Quote each line exactly, from the line that contains "- ✅ **test rename" down to the last line of the listing, and no other lines.
------------------------
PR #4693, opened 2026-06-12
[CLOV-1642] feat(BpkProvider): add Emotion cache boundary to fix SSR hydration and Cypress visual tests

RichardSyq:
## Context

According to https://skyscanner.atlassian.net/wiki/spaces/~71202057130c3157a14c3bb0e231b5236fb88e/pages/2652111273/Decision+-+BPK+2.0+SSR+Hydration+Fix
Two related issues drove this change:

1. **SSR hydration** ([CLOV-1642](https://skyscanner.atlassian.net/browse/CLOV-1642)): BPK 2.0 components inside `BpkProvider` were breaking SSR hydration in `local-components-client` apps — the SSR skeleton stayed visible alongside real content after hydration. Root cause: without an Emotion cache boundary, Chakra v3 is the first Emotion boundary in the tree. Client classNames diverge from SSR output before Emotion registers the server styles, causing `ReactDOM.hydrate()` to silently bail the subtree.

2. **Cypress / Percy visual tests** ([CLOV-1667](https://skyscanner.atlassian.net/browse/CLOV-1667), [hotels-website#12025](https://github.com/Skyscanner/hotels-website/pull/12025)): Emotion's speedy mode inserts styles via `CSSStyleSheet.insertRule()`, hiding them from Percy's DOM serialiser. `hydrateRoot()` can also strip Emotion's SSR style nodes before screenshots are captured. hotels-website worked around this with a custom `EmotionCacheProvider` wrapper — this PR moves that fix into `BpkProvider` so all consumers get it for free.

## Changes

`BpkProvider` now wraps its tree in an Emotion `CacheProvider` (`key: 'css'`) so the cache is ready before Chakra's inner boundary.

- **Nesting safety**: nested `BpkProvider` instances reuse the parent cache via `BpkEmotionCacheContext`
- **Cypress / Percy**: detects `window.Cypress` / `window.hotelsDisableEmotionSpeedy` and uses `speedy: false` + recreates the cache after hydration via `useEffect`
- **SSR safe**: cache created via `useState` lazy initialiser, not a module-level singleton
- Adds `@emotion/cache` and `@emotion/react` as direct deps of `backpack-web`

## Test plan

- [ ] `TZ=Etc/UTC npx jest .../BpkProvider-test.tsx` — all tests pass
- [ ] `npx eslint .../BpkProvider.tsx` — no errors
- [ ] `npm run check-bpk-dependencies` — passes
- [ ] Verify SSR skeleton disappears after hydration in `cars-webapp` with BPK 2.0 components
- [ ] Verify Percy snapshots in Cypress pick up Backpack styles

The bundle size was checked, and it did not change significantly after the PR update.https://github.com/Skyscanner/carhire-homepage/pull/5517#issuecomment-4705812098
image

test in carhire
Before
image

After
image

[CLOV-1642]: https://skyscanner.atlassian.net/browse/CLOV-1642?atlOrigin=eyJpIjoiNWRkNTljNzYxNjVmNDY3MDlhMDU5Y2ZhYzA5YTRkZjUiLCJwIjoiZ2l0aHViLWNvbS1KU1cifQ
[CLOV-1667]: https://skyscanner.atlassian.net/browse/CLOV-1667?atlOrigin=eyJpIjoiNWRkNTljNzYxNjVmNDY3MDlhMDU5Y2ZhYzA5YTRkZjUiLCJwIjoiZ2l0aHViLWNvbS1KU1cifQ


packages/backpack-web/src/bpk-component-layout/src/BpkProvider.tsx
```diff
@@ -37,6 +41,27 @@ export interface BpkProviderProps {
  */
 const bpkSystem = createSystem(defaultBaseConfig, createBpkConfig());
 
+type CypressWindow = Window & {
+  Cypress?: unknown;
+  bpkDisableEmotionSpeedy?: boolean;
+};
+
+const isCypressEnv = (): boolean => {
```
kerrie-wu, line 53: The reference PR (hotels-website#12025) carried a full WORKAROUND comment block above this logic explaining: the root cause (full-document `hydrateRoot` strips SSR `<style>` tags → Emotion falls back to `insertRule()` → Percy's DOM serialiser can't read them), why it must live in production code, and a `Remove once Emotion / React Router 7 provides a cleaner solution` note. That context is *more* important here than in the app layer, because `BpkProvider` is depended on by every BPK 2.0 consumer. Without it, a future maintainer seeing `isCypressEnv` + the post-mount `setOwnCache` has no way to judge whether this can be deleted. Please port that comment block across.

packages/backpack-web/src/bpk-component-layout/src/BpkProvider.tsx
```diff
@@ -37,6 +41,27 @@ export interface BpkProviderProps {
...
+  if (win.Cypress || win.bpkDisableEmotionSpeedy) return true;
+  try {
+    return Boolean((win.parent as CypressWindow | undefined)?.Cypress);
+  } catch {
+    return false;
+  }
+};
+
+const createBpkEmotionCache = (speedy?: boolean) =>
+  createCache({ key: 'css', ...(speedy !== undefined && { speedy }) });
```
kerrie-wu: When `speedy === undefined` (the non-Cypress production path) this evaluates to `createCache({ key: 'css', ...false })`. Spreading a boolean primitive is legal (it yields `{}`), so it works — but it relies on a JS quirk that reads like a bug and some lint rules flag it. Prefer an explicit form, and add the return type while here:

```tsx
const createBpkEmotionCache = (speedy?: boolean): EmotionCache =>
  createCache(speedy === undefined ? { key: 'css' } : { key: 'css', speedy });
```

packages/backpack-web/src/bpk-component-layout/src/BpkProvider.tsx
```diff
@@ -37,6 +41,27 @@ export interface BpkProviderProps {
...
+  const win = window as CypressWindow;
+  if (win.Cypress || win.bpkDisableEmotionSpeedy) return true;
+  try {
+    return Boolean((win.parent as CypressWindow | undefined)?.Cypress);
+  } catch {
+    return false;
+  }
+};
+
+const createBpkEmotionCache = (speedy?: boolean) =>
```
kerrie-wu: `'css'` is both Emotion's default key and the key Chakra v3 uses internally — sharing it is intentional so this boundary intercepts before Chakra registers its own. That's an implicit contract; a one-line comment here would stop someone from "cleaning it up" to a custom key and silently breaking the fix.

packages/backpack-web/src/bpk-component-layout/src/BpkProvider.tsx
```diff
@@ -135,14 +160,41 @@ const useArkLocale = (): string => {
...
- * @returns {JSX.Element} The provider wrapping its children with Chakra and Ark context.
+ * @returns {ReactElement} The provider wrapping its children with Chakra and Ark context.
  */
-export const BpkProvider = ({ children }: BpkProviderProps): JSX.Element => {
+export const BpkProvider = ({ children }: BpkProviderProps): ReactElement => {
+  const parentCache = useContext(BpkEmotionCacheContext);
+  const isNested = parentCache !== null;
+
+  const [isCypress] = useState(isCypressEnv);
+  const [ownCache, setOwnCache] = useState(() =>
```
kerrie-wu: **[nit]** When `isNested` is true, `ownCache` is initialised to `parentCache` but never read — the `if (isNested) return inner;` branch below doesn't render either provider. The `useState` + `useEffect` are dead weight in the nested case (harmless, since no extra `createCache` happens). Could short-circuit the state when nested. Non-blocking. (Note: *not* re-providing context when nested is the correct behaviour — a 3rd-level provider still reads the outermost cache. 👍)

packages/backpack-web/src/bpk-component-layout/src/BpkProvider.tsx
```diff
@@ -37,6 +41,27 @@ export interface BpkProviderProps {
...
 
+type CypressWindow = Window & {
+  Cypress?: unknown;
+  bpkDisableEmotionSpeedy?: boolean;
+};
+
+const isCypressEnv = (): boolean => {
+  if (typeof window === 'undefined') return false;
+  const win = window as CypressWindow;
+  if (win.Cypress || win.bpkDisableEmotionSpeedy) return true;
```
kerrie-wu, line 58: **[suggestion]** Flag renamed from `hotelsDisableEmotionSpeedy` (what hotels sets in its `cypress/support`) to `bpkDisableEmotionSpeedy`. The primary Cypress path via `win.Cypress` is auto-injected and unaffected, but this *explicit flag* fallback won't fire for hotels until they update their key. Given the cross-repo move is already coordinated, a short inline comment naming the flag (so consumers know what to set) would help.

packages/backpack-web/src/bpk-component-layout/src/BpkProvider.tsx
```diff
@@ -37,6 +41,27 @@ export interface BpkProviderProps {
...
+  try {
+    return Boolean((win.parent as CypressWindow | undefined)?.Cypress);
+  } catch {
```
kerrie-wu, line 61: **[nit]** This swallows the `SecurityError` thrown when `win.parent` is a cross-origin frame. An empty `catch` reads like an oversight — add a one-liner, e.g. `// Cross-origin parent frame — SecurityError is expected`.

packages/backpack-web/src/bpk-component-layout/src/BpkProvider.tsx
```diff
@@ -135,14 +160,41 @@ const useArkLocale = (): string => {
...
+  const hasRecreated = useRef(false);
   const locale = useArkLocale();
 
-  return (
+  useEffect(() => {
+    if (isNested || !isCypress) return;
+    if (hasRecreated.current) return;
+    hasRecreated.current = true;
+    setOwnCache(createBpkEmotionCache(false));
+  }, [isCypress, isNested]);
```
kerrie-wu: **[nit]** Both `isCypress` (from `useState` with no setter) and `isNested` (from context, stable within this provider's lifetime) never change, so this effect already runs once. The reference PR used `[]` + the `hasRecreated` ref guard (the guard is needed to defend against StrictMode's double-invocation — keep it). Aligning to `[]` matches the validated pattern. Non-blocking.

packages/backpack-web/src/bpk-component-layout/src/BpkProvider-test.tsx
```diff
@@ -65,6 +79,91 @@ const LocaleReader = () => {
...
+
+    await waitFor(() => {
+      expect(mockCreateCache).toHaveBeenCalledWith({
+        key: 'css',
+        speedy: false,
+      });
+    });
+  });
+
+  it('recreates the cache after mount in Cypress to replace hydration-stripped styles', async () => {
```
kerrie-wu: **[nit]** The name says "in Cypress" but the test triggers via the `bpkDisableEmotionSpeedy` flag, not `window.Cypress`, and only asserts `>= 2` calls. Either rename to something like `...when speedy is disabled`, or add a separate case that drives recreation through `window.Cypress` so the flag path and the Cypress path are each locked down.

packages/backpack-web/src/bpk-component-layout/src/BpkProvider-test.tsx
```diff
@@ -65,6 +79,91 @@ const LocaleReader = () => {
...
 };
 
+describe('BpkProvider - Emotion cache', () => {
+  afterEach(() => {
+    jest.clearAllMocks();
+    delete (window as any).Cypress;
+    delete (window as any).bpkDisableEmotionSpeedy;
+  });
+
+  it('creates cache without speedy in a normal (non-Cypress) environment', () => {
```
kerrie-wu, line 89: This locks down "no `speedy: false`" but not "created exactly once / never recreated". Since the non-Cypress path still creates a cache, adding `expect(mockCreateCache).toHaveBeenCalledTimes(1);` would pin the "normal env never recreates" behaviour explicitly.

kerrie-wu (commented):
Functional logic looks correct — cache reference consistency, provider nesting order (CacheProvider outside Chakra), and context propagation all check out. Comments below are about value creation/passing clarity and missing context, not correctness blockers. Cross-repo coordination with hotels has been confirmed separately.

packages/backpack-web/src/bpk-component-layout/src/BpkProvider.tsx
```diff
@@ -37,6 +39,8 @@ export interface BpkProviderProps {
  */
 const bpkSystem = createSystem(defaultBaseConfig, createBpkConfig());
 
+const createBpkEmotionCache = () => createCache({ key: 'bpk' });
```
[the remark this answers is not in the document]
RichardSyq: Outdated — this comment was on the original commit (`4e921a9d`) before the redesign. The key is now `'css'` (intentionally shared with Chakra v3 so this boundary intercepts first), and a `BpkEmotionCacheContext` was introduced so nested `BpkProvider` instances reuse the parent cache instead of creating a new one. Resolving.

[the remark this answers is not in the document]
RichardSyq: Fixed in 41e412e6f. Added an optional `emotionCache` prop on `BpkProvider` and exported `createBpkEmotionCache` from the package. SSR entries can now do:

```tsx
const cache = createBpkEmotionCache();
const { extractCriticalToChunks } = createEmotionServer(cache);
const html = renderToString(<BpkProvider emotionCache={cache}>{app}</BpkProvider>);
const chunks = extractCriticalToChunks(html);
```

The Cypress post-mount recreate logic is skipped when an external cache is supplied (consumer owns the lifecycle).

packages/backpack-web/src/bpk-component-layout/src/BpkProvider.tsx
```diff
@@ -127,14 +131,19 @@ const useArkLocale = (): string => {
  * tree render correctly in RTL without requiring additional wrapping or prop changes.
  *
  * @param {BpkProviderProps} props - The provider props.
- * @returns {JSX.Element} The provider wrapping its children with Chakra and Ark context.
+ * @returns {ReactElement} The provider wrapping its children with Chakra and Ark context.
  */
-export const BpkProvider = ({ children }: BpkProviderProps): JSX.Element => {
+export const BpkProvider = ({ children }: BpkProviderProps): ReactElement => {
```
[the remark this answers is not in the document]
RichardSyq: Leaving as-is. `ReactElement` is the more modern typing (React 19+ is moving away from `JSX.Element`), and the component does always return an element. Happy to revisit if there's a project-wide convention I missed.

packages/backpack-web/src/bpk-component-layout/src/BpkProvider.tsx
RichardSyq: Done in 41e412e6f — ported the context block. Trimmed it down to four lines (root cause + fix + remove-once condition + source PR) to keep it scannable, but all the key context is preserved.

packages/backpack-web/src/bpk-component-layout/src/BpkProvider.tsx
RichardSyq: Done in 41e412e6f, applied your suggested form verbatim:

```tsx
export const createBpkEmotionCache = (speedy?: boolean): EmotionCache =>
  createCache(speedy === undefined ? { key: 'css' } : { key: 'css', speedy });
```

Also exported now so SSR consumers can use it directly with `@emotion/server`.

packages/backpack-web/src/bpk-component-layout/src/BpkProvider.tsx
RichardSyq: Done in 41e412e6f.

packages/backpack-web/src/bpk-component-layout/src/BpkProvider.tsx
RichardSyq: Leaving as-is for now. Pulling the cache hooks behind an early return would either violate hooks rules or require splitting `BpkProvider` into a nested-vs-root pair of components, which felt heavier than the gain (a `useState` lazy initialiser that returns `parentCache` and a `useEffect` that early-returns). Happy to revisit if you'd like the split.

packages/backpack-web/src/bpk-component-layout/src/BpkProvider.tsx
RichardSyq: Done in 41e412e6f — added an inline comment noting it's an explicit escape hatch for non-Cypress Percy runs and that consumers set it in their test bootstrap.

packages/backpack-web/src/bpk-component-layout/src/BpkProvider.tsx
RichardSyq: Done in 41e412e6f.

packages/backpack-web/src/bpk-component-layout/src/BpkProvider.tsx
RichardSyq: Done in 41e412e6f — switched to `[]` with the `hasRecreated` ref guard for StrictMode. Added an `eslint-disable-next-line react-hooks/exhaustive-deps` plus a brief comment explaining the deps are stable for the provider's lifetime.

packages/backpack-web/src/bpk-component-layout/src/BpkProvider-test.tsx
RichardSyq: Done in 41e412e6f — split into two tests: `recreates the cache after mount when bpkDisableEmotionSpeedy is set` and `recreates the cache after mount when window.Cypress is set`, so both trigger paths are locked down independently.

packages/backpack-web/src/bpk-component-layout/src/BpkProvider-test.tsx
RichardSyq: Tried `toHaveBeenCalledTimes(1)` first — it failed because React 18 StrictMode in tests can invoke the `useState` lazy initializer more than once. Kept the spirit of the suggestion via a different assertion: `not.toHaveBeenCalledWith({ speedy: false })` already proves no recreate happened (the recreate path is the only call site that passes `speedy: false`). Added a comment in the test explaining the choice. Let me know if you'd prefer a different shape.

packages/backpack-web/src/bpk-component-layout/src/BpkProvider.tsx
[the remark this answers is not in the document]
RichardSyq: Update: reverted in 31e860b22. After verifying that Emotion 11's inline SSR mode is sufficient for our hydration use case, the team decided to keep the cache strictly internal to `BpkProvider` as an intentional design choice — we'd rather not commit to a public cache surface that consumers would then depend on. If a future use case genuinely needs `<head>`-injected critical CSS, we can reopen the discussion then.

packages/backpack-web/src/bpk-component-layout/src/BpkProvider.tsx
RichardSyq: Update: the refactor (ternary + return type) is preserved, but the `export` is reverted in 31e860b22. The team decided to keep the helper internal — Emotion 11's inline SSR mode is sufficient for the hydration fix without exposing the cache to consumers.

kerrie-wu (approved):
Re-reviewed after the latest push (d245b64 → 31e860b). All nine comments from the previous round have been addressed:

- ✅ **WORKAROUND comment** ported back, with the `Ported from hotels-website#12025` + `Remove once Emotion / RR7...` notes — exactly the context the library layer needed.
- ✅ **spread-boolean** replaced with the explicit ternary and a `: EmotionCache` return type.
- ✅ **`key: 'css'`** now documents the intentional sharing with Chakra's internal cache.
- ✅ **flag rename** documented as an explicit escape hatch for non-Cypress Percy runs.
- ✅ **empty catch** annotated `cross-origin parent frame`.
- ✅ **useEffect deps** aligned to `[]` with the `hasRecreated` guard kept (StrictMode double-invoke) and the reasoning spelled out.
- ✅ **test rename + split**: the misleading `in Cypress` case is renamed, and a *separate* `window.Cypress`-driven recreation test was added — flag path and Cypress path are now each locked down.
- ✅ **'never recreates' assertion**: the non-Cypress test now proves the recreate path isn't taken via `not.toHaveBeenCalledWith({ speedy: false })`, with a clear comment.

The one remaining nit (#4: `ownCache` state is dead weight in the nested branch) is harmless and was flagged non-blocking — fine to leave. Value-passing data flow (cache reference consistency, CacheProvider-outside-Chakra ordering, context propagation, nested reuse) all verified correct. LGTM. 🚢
------------------------
• _Result of this task_:
- ✅ **test rename + split**: the misleading `in Cypress` case is renamed, and a *separate* `window.Cypress`-driven recreation test was added — flag path and Cypress path are now each locked down.
- ✅ **'never recreates' assertion**: the non-Cypress test now proves the recreate path isn't taken via `not.toHaveBeenCalledWith({ speedy: false })`, with a clear comment.

The one remaining nit (#4: `ownCache` state is dead weight in the nested branch) is harmless and was flagged non-blocking — fine to leave. Value-passing data flow (cache reference consistency, CacheProvider-outside-Chakra ordering, context propagation, nested reuse) all verified correct. LGTM. 🚢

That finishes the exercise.